Tuesday, November 28, 2017

#Wikidata - Disambiguating for the Biodiversity Heritage Library

Tatiana Carneiro is an entymologist. Her work is known at the Biodiversity Heritage Library. When you check the "authors page", there are two other identifiers known and, for "Tatiana R. Carneiro" the same two identifiers are shown as well.

When you google for Mrs Carneiro all kinds of information may be found but you do not want to do this for all the 177,271 BHL authors that are waiting in Mix'n'Match. It is no fun and only a few people take up a task like this.

So the question is; how do we make it more rewarding and how do we bring the many Brazilian papers to Wikidata as well. What is it that there is to achieve and how does it benefit all the people reading Wikimedia content.

For readers of our content, there is little merit in the fact that all these authors published papers. Many of them have been published with a DOI and, many of these papers are freely available to read. For them the papers are important. So contrary to a more normal database approach it is not the authors we should concentrate on but it is their publications. In addition to this, the BHL actively promotes the use of illustrations and publish them on Flickr. Thanks to the fine work of people like Fae these illustrations end up on Commons as well. It will be a challenge to link them to all this metadata..

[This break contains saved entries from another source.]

PR #235, opened 2020-03-26
Restructure the internal simulation data to allow for better nomenclature.

nnoll:
## Related issues and PRs

None

## Description

The simulation states have grown to accommodate a more realistic description of the pandemic. Our terminology within the simulation and its corresponding data structure has not been updated accordingly. 

This refactoring addresses this and should make the terms in the equation, as well as the connection of states, easier to follow logically.

The internal algorithm

## Testing

I expect tests to break as I changed the internal data structure.


src/algorithms/model.ts
```diff
@@ -140,207 +144,261 @@ export function initializePopulation(
...
+    pop.cumulative.fatality[k] = 0
     if (i === Math.round(Object.keys(ages).length / 2)) {
-      pop.susceptible[k] -= numCases
-      pop.infectious[k] = (0.3 * numCases)
-      const e           = (0.7 * numCases) / pop.exposed[k].length;
-      pop.exposed[k]    = [e, e, e];
+      pop.current.susceptible[k] -= numCases
+      pop.current.infectious[k] = 0.3 * numCases
+      const e = (0.7 * numCases) / pop.current.exposed[k].length
+      pop.current.exposed[k] = [e, e, e]
```
rneher: if we can make this not imply the length of the array, that would be great!

nnoll: Updated the branch. The value is still hardcoded in one spot  but I think this is OK as everything else will follow from that.

PR #157, opened 2020-03-23
Feat: Responsive tooltips

miksa1987:
Here is my proposition on responsive tooltips, as discussed here: [#115](https://github.com/neherlab/covid19_scenarios/issues/115)

Originally plan was to make a custom component for tooltips, but I had to abandon that as of now as I couldn't get it to work. However, I came up with a kind of responsive y position calculator, and also changed the z-index of tooltips to 999 so other charts do not cover them when hovering. 

Please let me know what you think could be improved, maybe the position calculation could be tweaked a little.

PR #237, opened 2020-03-26
Feat: Responsive tooltips

miksa1987:
All right, here's a fixed PR discussed here: [#157](https://github.com/neherlab/covid19_scenarios/pull/157)

There was some weirdness with rebasing. So this PR should only deal with my changes, which include:

- Custom ResponsiveTooltipContent component, which will divide in two columns on mobile for better readability.
- Repositioning of the chart Tooltip component when in single column mode.
- When clicking on chart in single column mode, the page scrolls the chart to top, so that repositioned Tooltip is wholly visible.

@ivan-aksamentov if you're happy with this you can merge.

### DIFF
--- a/src/components/Main/Results/DeterministicLinePlot.tsx
+++ b/src/components/Main/Results/DeterministicLinePlot.tsx
@@ -8,6 +8,9 @@ import { AlgorithmResult, UserResult } from '../../../algorithms/types/Result.ty
 import { EmpiricalData } from '../../../algorithms/types/Param.types'
 import { numberFormatter } from '../../../helpers/numberFormat'
 
+import { calculatePosition, scrollToRef } from './chartHelper'
+import { ResponsiveTooltipContent } from './ResponsiveTooltipContent'
+
 import './DeterministicLinePlot.scss'
 
 const ASPECT_RATIO = 16 / 9
@@ -81,6 +84,8 @@ export function DeterministicLinePlot({ data, userResult, logScale, showHumanize
 
   const formatNumber = numberFormatter(!!showHumanized, false)
   const formatNumberRounded = numberFormatter(!!showHumanized, true)
+
+  const chartRef = React.useRef(null)
 
   const [enabledPlots, setEnabledPlots] = useState(Object.values(DATA_POINTS))
 
@@ -209,11 +214,15 @@ export function DeterministicLinePlot({ data, userResult, logScale, showHumanize
           }
 
           const height = Math.max(500, width / ASPECT_RATIO)
+          const tooltipPosition = calculatePosition(height)
 
           return (
             <>
               <h5>{t('Cases through time')}</h5>
+              
+              <div ref={chartRef} />
               <ComposedChart
+                onClick={() => scrollToRef(chartRef)}
                 width={width}
                 height={height}
                 data={plotData}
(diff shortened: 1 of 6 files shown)


rcbevans:
Tooltip values do not appear to be internationalized/humanized:

image

src/components/Main/Results/ResponsiveTooltipContent.tsx
```diff
@@ -0,0 +1,55 @@
...
+  if (active) {
+    return (
+      <div className="responsive-tooltip-content-base">
+        <strong>{formattedLabel}</strong>
+        <div className="responsive-tooltip-content">
+          <div>
+            {left.map((item, idx) => <ToolTipContentItem key={idx} name={item.name} value={item.value} color={item.color} />)}
+          </div>
+          <div>
+            {right.map((item, idx) => <ToolTipContentItem key={idx} name={item.name} value={item.value} color={item.color} />)}
```
rcbevans: I believe this is the `item.value` that needs to be appropriately formatted for display.

src/components/Main/Results/DeterministicLinePlot.tsx
```diff
@@ -230,7 +239,11 @@ export function DeterministicLinePlot({ data, userResult, logScale, showHumanize
                   tickCount={7}
                 />
                 <YAxis scale={logScaleString} type="number" domain={[1, 'dataMax']} tickFormatter={yTickFormatter} />
-                <Tooltip formatter={tooltipFormatter} labelFormatter={labelFormatter} />
+                <Tooltip 
+                  formatter={tooltipFormatter}
```
rcbevans: You need to pass this tooltipFormatter to your ResponsiveTooltipContent and format the right hand value as necessary.  I don't think the tooltip is using the formatter, since custom content takes priority.

miksa1987:
@ivan-aksamentov number formatting should work now as intended. The ResponsiveTooltipContent now formats the values with the formatter if passed to it. 

However, I'm wondering about all the parameters tooltipFormatter needs, if it only returns the formatted value. Should it be simplified to take only the value and format that, or is there a thought on expanding it's capabilities that I should take into account on my component?

src/components/Main/Results/DeterministicLinePlot.tsx
```diff
@@ -230,7 +239,11 @@ export function DeterministicLinePlot({ data, userResult, logScale, showHumanize
                   tickCount={7}
                 />
                 <YAxis scale={logScaleString} type="number" domain={[1, 'dataMax']} tickFormatter={yTickFormatter} />
-                <Tooltip formatter={tooltipFormatter} labelFormatter={labelFormatter} />
+                <Tooltip 
+                  formatter={tooltipFormatter} 
+                  position={tooltipPosition}
```
gj262: Can you pass `labelFormatter={labelFormatter}` also so that `<ResponsiveTooltipContent />` does not have to guess as to label type i.e. date -v- age.

src/components/Main/Results/ResponsiveTooltipContent.tsx
```diff
@@ -0,0 +1,58 @@
...
+      {name}
+      <div className="responsive-tooltip-content-placeholder" />
+      {value}
+    </div>
+  )
+}
+
+export function ResponsiveTooltipContent({ active, payload, label, formatter }: TooltipContentProps) {
+  const formattedLabel = Number(label) > 10000 ? new Date(label).toISOString().slice(0, 10) : label
+  const formatNumber = formatter
```
gj262: could use labelFormatter here (I think)

miksa1987:
> Looks great. See comment re: label formatting.

Thanks for noting that. I updated my component to use the labelFormatter and passed it in DeterministicLinePlot. I also rebased the whole thing.

ivan-aksamentov:
Excellent job!

Issue #234, opened 2020-03-26
Improve positioning and movement of the results graph tooltip


ivan-aksamentov:
# 🙋 Feature Request

Currently the tooltip positioning is very chaotic. The smooth animations sometime work fine, sometimes the tooltip jerks and twitches like crazy.

![Peek 2020-03-26 18-26](https://user-images.githubusercontent.com/9403403/77680312-12d4cb80-6f94-11ea-93e0-b7103a44f269.gif)

## 😯 Describe the feature

This feature require some tweaking and checking the overall UX. Cannot give exact TODOs, but this would be nice to include:
 - [ ] prevent any jerkiness and twitching from happening. Partially addressed in https://github.com/neherlab/covid19_scenarios/pull/239
 - [ ] make tooltip follow the mouse without too much of a lag (or a little lag just to highlight the movement of the vertical indicator line on the plot)
 - [ ] disable as much animations as possible, to improve compatibility on different browsers and devices
 - [ ] z-index: prevent tooltip to be obscured by the text on  the graph below when overlaps
 - [ ] these numbers is the most important part of the application. Why are they in the tooltip?
 - [ ] be creative, try different things and approaches that lead to better UX

**NOTE**: we are talking specifically about tooltip and nothing else

## Related

 - https://github.com/neherlab/covid19_scenarios/issues/233
 - https://github.com/neherlab/covid19_scenarios/pull/157
 - https://github.com/neherlab/covid19_scenarios/pull/239

kmid5280:
@ivan-aksamentov A few questions:
- Which animations are you currently aware are happening within the application?
- Can you provide steps to reproduce the issue with the z-index, where the text on the graph obscures the tooltip?
- You mentioned numbers in the tooltip. Which numbers are you referring to and what changes would you prefer?

ivan-aksamentov:
@kmid5280 

> Which animations are you currently aware are happening within the application?

This issues is specifically about results plot tooltip. And I don't know which animations are enabled there. I think the default ones that come from the plotting library.

> Can you provide steps to reproduce the issue with the z-index, where the text on the graph obscures the tooltip?

You just move mouse around until the tooltip is positioned such that it goes outside of the plot on its bottom part:

![Screenshot from 2020-03-27 00-44-28](https://user-images.githubusercontent.com/9403403/77707002-344dab80-6fc4-11ea-936a-ab4b6f07bb84.png)

Because tooltip is quite chaotic, I don't really have exact steps.

[...]

PR #239, opened 2020-03-26
Jittery chart fix

kmid5280:
## Related issues and PRs
Contributes to #234 

## Description
Make tooltip positioning in results chart smoother when mouse is moved over graph.

New throttleDelay value added in ComposedChart component in src/components/Main/Results/DeterministicLinePlot.tsx

## Testing
Move mouse over tooltips in graph and see if desired smoothness is achieved.

### DIFF
--- a/src/components/Main/Results/DeterministicLinePlot.tsx
+++ b/src/components/Main/Results/DeterministicLinePlot.tsx
@@ -214,6 +214,7 @@ export function DeterministicLinePlot({ data, userResult, logScale, showHumanize
                 width={width}
                 height={height}
                 data={plotData}
+                throttleDelay={75}
                 margin={{
                   left: 15,
                   right: 15,


kmid5280:
Some issues that reference general chart jitteriness in this plugin: https://github.com/recharts/recharts/issues/1499 https://github.com/recharts/recharts/issues/1794

ivan-aksamentov:
@kmid5280 Thanks!

I see the difference, I think. It does not jump as much as before. But the difference from master is not huge.

Tooltip still jumps somewhat when you hover and mess around the confirmed cases "dots" (in the bottom-left corner of the plot)

I think we need a deeper dig into the library's docs and its components.
I'd like to also address other points in the issue, so I keep it open.

kmid5280:
@ivan-aksamentov I addressed this issue by setting a value for throttleDelay in the ComposedChart component, line 217. Decreasing that value will decrease the delay, but will increase the jitter if it's too low. So there is likely a happy medium somewhere.

leeoniya:
@ivan-aksamentov @kmid

depending on the types of charts you need, maybe evaluate [uPlot](https://github.com/leeoniya/uPlot) (shameless plug :D)

PR #837, opened 2020-05-21
make default req log url more flexible

ryandawsonuk:
fixes https://github.com/kubeflow/kfserving/issues/836

Don't need to set namespace in the url as the short-form url 'default-broker' will find current namespace. To hit a specific namespace the env var could be set to 'default-broker.specificnamespace'

Parallel to https://github.com/SeldonIO/seldon-core/pull/1861

### DIFF
--- a/config/configmap/inferenceservice.yaml
+++ b/config/configmap/inferenceservice.yaml
@@ -72,7 +72,8 @@ data:
         "memoryRequest": "100Mi",
         "memoryLimit": "1Gi",
         "cpuRequest": "100m",
-        "cpuLimit": "1"
+        "cpuLimit": "1",
+        "defaultUrl": "http://default-broker"
     }
   batcher: |-
     {
--- a/pkg/constants/constants.go
+++ b/pkg/constants/constants.go
@@ -80,6 +80,11 @@ var (
 	PodMutatorWebhookName                  = KFServingName + "-pod-mutator-webhook"
 )
 
+// Request Logging Constants
+var (
+	LoggerDefaultUrl = getEnvOrDefault("REQUEST_LOGGING_DEFAULT_ENDPOINT", "default-broker")
+)
+
 // GPU Constants
 const (
 	NvidiaGPUResourceType = "nvidia.com/gpu"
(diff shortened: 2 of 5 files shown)


pkg/constants/constants.go
```diff
@@ -76,6 +76,11 @@ var (
 	PodMutatorWebhookName                  = KFServingName + "-pod-mutator-webhook"
 )
 
+// Request Logging Constants
+var (
+	LoggerDefaultUrl = getEnvOrDefault("REQUEST_LOGGING_DEFAULT_ENDPOINT", "http://default-broker")
```
yuzisun, line 81: Can we document this environment variable?

ryandawsonuk: Have now added an explanation to the docs for the main request logging example

yuzisun: @ryandawsonuk can we move this option to the configmap [logger section](https://github.com/kubeflow/kfserving/blob/master/config/configmap/inferenceservice.yaml#L98) ? I think environment variable is a bit hard to discover

ryandawsonuk: Makes sense, will have a look

ryandawsonuk: @yuzisun have now made this update

config/configmap/inferenceservice.yaml
```diff
@@ -72,7 +72,8 @@ data:
         "memoryRequest": "100Mi",
         "memoryLimit": "1Gi",
         "cpuRequest": "100m",
-        "cpuLimit": "1"
+        "cpuLimit": "1",
+        "defaultUrl": "http://default-broker"
```
yuzisun, line 76: So this will require the knative eventing install right?

ryandawsonuk: It defaults to looking for a knative broker but  it will just result in a warning if none is there.  It’s actually the same as current as right now it uses “default-broker.namespace”, which is the same as “default-broker” since having the current namespace in a service address is optional in k8s

PR #888, opened 2020-06-17
Add additional unit tests to event Recorder

### LINKED ISSUE #881: Record events when InferenceService leaves and enters a Ready State
/kind feature

For alerting purposes, it is important for events to be thrown when an InferenceService is `Ready` to receive requests, as is its transition from `Not-Ready` to `Ready`. 

The proposed feature should throw a transition event: 

`InferenceServer is Ready` when the InferenceService goes from `NotReady -> Ready`
`InferenceServer is no longer Ready` when the InferenceService goes from `Ready -> NotReady

ifilonenko:
Adds addition test to showcase event recording when: Ready --> Non-Ready --> Ready

Fixes #881 

**Release note**:

### DIFF
--- a/pkg/controller/inferenceservice/controller_test.go
+++ b/pkg/controller/inferenceservice/controller_test.go
@@ -345,11 +345,11 @@ func TestInferenceServiceWithOnlyPredictor(t *testing.T) {
 		}
 		for _, event := range events.Items {
 			if event.Reason == string(kfserving.InferenceServiceReadyState) &&
-				event.Type == v1.EventTypeNormal {
+				event.Type == v1.EventTypeNormal && event.Count == 1 {
 				return nil
 			}
 		}
-		return fmt.Errorf("Test %q failed: events [%v] did not contain ready", serviceName, events.Items)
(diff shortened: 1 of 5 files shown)


pkg/controller/inferenceservice/controller_test.go
```diff
@@ -374,13 +395,70 @@ func TestInferenceServiceWithOnlyPredictor(t *testing.T) {
 		if len(events.Items) == 0 {
 			return fmt.Errorf("Test %q failed: no events were created", serviceName)
 		}
+		var passes = 0
 		for _, event := range events.Items {
-			if event.Reason == string(kfserving.InferenceServiceNotReadyState) &&
-				event.Type == v1.EventTypeWarning {
-				return nil
+			if event.Reason == string(kfserving.InferenceServiceReadyState) &&
```
yuzisun, line 400: We can make a function `getEvents` which returns an array of `event.Reason` that is sorted by timestamp, so we can assert with the expected state sequence and make the tests less lengthy.

PR #893, opened 2020-06-20
Move KFServing to minimally require kubernetes 1.15

### LINKED ISSUE #891: Move KFServing to minimally require Kubernetes 1.15
/kind feature

- Add object selector for the pod mutator which is supported in kubernetes 1.15
- support new markers for go files or openAPI spec
- update crd install instruction where `--validate=false` flag is needed

yuzisun:

Fixes #891 

a couple of markers are generated by `controller-gen` but it is only supported by kubernetes 1.16 and 1.17, so we need to add `--validate=false` for installing KFServing on kubernetes 1.15.
https://kubernetes.io/docs/reference/using-api/api-concepts/#merge-strategy

**Release note**:

```release-note
KFServing now minimally requires kubernetes 1.15 to use the object selector for pod mutator
```

### DIFF
--- a/config/default/manager/manager.yaml
+++ b/config/default/manager/manager.yaml
@@ -21,7 +21,7 @@ spec:
       containers:
       - command:
         - /manager
-        image: github.com/kubeflow/kfserving/cmd/manager
+        image: ko://github.com/kubeflow/kfserving/cmd/manager
         imagePullPolicy: Always
         name: manager
         env:
--- a/config/default/webhook/manifests.yaml
+++ b/config/default/webhook/manifests.yaml
@@ -31,10 +31,10 @@ webhooks:
         path: /mutate-pods
     failurePolicy: Fail
     name: inferenceservice.kfserving-webhook-server.pod-mutator
-    namespaceSelector:
+    objectSelector:
       matchExpressions:
-        - key: control-plane
-          operator: DoesNotExist
+        - key: serving.kubeflow.org/inferenceservice
+          operator: Exists
     rules:
       - apiGroups:
           - ""
--- a/hack/quick_install.sh
+++ b/hack/quick_install.sh
@@ -68,10 +68,8 @@ helm template --namespace=istio-system \
 kubectl apply -f istio-local-gateway.yaml
 
 # Install Knative
-kubectl apply --selector knative.dev/crd-install=true \
---filename https://github.com/knative/serving/releases/download/${KNATIVE_VERSION}/serving.yaml \
-
-kubectl apply --filename https://github.com/knative/serving/releases/download/${KNATIVE_VERSION}/serving.yaml \
+kubectl apply --filename https://github.com/knative/serving/releases/download/${KNATIVE_VERSION}/serving-crds.yaml
+kubectl apply --filename https://github.com/knative/serving/releases/download/${KNATIVE_VERSION}/serving-core.yaml
 
 cd ..
 # Install KFServing
--- a/Makefile
+++ b/Makefile
@@ -42,7 +42,7 @@ deploy: manifests
 	kustomize edit remove resource certmanager/certificate.yaml; \
 	else kustomize edit add resource certmanager/certificate.yaml; fi;
 
-	kustomize build config/default | kubectl apply -f -
+	kustomize build config/default | kubectl apply --validate=false -f -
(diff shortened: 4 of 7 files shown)


cliveseldon:
@yuzisun Just wondered why we need `--validate false` is it the controller-gen issue we disucssed?

yuzisun:
> @yuzisun Just wondered why we need `--validate false` is it the controller-gen issue we disucssed?

@cliveseldon yes, do you have better way to solve this?

config/default/manager/manager.yaml
```diff
@@ -21,7 +21,7 @@ spec:
       containers:
       - command:
         - /manager
-        image: github.com/kubeflow/kfserving/cmd/manager
+        image: ko://github.com/kubeflow/kfserving/cmd/manager
```
cliveseldon, line 24: Can you explain this change?

config/default/webhook/manifests.yaml
```diff
@@ -31,10 +31,10 @@ webhooks:
         path: /mutate-pods
     failurePolicy: Fail
     name: inferenceservice.kfserving-webhook-server.pod-mutator
-    namespaceSelector:
+    objectSelector:
       matchExpressions:
-        - key: control-plane
-          operator: DoesNotExist
+        - key: serving.kubeflow.org/inferenceservice
+          operator: Exists
```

There are millions of illustrations, there are far fewer publications and many authors are known for not one but multiple publications. To complicate it even further, an illustration has an illustrator and many publications are exclusively found in archives. Many publishers are no longer active and all this information is or may be considered relevant.

So what to do; first import all the publications that are freely readable. The publications with a DOI and include the author information as "author name string". When an author is known to Wikidata, we can always add the author information as well. The benefit of this approach? People can read now.

To make it interesting we can run a bot using the APIs of the BHL. We add missing books for authors and add the authors to the books where this information is missing. Running this regularly will make it interesting for anyone interested in the work of the BHL. But most importantly, people can read now.